· Travis Rodgers  · 3 min read

How To Manually Update A WordPress Plugin Via FTP

If you normally download WordPress plugins from their repository, then you are used to updating them within the WordPress dashboard. It's as simple as pressing 'Update.'

Well…..simple, until one day you do it and your site breaks.

Even worse is doing this on a site that you are maintaining for a client!

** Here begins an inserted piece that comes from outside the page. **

Issue #264, opened 2021-06-14
Buffer process


m-mohr:
Request from VITO: A buffer process.

Something like `buffer(data:vector-cube, distance:number, unit:string="meters")`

In addition, there will be times where you purchase a premium version of a free plugin or purchase a third party plugin, and any updates to these come by way of a zip file.

In either case, you will want to update a WordPress plugin via FTP.

In fact, any time that you want to be certain that you will not compromise a site, downloading the zip file update from the actual company's website and manually installing this may be your best bet.

How To Update A WordPress Plugin Via FTP

Here's how you would do it:

1. Download an FTP client. I recommend Cyberduck or FileZilla. They are both free and will do the job well.

2. Get your FTP login information from your hosting company. Normally you can go to your cPanel, select the FTP Accounts folder, and down at the bottom you can click "Configure FTP client." This will show you your login data (and often have a FTP configuration file that you can download and open which will connect your FTP client for you!!).

3. Once you are logged in go to the wp-content folder (or make sure you are in this folder), and open up the plugins folder.

4. Now on your computer (not the FTP client), go back to where you downloaded your updated plugin zip file and double click it to extract it in to a new folder. Rename this folder so that it has the words NEW- in front of it (so if wordpress-seo is the folder, rename it to NEW-wordpress-seo).

5. Drag this file into your plugins folder in the FTP client. (Be sure not to drag into another plugin's folder, but the actual root folder called plugins.)

6. Now in the FTP client, rename the original (current) plugin folder so that it has the words OLD- in front of it (so if wordpress-seo is the folder, rename it to OLD-wordpress-seo.

**Now to make sure we are tracking, there will be a NEW- and OLD- version of this plugin in your FTP client. The OLD is the old version and the NEW is the updated version. At this point your plugin is disabled on your site.

7. Finally, rename the NEW- version back to its original name by deleting the prefix NEW-.

**So in the end you have the live updated plugin folder and the old folder with the OLD- prefix.

Now Test Your Site

Now check your site and see that if it is functioning properly after the update. If something goes bonkers, then do the reverse of the above. That is….rename the live folder with the NEW- prefix and remove the OLD- from the older version to revert back.

Conclusion

So this is how to safely update a WordPress plugin via FTP. It allows you to easily revert back to the old version of the plugin if something breaks, and is a great approach to updating a client's site or a third party plugin that provides you with only a zip file.